• **Assignment**:
Look through the entries below and extract exactly the lines from the one containing "Closing this in favor of a new PR #250" through the one containing "PR #254, opened 2016-01-26", ends included.

-- Opening Marker --

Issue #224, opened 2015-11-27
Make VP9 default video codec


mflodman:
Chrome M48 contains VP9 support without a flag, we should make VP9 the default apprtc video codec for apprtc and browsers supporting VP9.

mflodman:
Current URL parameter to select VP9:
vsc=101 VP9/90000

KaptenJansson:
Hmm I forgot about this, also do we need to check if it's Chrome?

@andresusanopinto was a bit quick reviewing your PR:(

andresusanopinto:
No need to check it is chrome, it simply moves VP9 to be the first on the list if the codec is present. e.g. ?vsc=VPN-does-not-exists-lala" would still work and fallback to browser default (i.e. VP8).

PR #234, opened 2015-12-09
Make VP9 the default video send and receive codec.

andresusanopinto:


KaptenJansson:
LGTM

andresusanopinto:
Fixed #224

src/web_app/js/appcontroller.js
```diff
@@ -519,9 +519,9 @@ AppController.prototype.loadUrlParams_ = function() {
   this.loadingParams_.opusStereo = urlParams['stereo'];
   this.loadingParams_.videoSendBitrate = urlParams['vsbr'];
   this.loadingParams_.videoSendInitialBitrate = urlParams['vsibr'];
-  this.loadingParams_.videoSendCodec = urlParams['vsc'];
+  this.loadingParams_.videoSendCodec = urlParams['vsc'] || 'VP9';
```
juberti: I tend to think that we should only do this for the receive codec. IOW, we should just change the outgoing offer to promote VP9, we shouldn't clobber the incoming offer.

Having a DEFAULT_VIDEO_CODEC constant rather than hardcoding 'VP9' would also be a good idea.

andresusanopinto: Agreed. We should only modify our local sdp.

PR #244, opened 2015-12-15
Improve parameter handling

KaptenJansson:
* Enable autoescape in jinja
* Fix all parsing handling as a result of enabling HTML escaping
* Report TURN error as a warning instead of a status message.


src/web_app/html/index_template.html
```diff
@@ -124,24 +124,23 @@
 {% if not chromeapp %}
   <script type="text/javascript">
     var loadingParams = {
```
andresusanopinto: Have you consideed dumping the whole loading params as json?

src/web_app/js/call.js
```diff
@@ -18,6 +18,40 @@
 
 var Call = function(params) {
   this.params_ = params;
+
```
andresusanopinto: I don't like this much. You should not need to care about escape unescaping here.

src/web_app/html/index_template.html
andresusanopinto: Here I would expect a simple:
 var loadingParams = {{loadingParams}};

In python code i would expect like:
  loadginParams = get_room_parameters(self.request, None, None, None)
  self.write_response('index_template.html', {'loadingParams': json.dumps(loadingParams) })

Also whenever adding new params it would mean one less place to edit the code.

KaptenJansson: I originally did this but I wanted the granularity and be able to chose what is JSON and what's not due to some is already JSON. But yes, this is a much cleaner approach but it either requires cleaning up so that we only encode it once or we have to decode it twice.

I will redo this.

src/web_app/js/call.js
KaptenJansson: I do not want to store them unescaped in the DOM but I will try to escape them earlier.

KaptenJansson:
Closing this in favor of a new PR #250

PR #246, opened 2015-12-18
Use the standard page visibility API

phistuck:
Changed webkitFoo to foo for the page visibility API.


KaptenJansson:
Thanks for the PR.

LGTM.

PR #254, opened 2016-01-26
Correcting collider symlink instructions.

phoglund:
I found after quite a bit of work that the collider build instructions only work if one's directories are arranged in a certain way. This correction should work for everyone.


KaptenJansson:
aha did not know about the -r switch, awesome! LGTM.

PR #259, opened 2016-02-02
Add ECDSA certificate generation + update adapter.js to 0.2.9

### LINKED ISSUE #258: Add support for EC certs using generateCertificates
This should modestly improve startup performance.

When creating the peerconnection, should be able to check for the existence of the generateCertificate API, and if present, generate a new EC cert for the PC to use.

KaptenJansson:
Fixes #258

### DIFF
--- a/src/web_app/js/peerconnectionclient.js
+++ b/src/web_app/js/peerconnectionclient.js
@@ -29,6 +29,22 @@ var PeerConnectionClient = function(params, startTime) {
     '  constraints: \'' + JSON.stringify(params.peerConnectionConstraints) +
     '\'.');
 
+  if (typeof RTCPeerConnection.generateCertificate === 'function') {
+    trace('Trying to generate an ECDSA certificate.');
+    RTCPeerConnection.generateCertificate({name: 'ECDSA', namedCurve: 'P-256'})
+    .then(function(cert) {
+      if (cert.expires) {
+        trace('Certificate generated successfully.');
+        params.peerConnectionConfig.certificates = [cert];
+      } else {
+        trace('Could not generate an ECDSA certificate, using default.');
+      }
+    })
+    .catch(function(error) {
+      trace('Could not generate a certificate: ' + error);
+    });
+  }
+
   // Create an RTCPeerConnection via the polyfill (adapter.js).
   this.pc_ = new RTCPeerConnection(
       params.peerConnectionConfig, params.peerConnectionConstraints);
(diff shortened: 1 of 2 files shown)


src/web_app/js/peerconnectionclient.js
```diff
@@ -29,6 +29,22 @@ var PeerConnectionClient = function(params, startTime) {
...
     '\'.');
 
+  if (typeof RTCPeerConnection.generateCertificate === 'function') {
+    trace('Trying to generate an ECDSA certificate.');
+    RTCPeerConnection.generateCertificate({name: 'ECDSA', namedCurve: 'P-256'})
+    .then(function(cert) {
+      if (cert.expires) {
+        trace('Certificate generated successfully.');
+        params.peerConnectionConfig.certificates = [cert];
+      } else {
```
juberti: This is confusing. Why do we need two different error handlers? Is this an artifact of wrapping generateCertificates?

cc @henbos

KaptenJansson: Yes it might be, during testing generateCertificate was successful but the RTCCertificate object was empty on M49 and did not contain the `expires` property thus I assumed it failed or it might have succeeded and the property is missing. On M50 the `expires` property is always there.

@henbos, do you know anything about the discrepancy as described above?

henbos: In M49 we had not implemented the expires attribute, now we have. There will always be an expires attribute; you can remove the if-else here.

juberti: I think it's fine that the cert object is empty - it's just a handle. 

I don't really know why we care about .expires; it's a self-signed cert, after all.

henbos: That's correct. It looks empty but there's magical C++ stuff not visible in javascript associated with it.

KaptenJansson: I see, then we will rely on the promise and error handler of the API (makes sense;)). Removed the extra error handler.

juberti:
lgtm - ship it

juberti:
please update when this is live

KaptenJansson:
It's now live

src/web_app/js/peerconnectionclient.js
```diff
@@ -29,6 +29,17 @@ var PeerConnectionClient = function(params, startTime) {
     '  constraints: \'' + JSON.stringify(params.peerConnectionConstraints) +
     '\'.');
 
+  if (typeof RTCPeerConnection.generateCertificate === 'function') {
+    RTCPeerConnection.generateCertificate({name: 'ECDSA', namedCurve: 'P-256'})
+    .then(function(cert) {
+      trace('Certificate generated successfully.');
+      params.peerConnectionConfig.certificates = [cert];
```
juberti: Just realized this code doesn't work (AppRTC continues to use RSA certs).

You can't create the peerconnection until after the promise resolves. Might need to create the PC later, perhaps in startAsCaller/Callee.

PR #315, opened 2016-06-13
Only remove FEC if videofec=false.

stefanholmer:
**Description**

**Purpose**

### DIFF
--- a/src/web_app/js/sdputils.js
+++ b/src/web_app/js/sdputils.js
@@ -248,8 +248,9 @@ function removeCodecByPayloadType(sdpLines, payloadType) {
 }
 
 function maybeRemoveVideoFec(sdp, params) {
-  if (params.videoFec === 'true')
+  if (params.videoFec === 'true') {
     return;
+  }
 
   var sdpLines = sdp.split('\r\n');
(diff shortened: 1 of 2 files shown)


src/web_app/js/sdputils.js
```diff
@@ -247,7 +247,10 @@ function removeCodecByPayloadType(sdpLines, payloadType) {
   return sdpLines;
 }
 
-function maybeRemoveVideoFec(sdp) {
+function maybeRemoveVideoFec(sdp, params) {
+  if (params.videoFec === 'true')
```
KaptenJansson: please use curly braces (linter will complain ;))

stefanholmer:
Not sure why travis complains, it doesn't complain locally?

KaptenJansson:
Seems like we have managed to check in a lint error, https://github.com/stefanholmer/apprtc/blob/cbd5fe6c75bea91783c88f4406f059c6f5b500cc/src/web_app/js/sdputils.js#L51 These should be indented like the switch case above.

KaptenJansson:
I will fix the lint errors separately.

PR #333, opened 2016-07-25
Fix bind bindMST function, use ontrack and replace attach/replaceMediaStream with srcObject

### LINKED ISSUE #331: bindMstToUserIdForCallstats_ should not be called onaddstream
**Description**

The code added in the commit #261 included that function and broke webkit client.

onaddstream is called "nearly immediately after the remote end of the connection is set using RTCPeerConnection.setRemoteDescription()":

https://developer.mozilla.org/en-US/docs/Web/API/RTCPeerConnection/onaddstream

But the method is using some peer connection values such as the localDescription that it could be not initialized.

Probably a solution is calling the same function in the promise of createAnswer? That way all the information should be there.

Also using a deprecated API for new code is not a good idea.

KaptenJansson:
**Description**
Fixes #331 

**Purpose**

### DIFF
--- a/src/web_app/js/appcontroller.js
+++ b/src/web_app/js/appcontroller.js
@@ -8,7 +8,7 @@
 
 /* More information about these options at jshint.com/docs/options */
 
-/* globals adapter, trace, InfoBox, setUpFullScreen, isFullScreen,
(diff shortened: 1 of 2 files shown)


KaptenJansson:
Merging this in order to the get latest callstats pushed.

-- Closing Marker --
-- Opening Marker --

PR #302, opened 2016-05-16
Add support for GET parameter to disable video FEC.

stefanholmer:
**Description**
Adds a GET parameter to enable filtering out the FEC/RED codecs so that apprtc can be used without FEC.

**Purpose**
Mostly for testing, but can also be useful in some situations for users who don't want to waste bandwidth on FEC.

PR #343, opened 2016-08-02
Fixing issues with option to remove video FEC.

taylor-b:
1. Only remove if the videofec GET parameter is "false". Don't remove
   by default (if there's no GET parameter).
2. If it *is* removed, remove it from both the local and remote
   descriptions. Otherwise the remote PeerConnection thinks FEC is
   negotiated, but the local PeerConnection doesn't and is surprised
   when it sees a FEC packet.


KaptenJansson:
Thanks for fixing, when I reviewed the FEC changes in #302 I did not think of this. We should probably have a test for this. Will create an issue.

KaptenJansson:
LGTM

-- Closing Marker --

• **Solution to this problem**:
Closing this in favor of a new PR #250

PR #246, opened 2015-12-18
Use the standard page visibility API

phistuck:
Changed webkitFoo to foo for the page visibility API.


KaptenJansson:
Thanks for the PR.

LGTM.

PR #254, opened 2016-01-26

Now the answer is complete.